Saved data entries =>
PR #5662, opened 2020-08-27
Show a tooltip on not yet researched hut blocks

ToMe25:
- Add a tooltip to the huts that need researching, and aren't researched yet in the colony the player last visited.

Review please


src/main/resources/assets/minecolonies/lang/en_us.json
```diff
@@ -1386,6 +1386,7 @@
   "com.minecolonies.coremod.research.requirementnotmet": "Minimum research requirement not met!",
   "com.minecolonies.coremod.research.started": "Research successfully started!",
   "com.minecolonies.coremod.research.havetounlock": "Build a University and research this hut to unlock it!",
+  "com.minecolonies.coremod.research.crafted": "You just crafted the %s, to build it you need research it at the university first.",
```
```suggestion
  "com.minecolonies.coremod.research.crafted": "You just crafted the %s. To build it, you must first complete its research at the University.",
```

ToMe25: you could understand that as "you have to research everything before you can build this", as "complete the research" can mean "finish researching this one thing" or "research everything".

ravenbuilder934: I replaced 'complete the research' with 'complete its research.' Does that make more sense?

ToMe25: yes, this way i can't mean "research everything" anymore.

Raycoms:
:shipit: 

[Approved with PullApprove](https://pullapprove.com/ldtteam/minecolonies/pull-request/5662/?utm_source=github-pr&utm_medium=comment-badge&utm_campaign=ldtteam/minecolonies)

ShadowProtocol:
Might I suggest adding a line to the tooltip in red or something instead for this warning? This way it is obvious *before* you craft the hut, as well as it is more visible to the player in the crafting screen (the chat is mostly obscured, and in multiplayer may not be noticed or quickly pushed out by other messages). Also it's more permanent, so even if they do craft it, the tooltip will still be there to remind them that they cannot place it yet. It also saves more chat spam.

ToMe25:
I generally like the idea to add a tooltip, but i don't think there is a good way to implement that.
You could either 
1. add a permanent tooltip that stays even after researching the building, or
2. add a tooltip that gets removed once the building is researched.

### Problems:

TASK DESCRIPTION =>
Copy each line of the data above that holds "mean".

ANSWER AREA =>
ToMe25: you could understand that as "you have to research everything before you can build this", as "complete the research" can mean "finish researching this one thing" or "research everything".
ToMe25: yes, this way i can't mean "research everything" anymore.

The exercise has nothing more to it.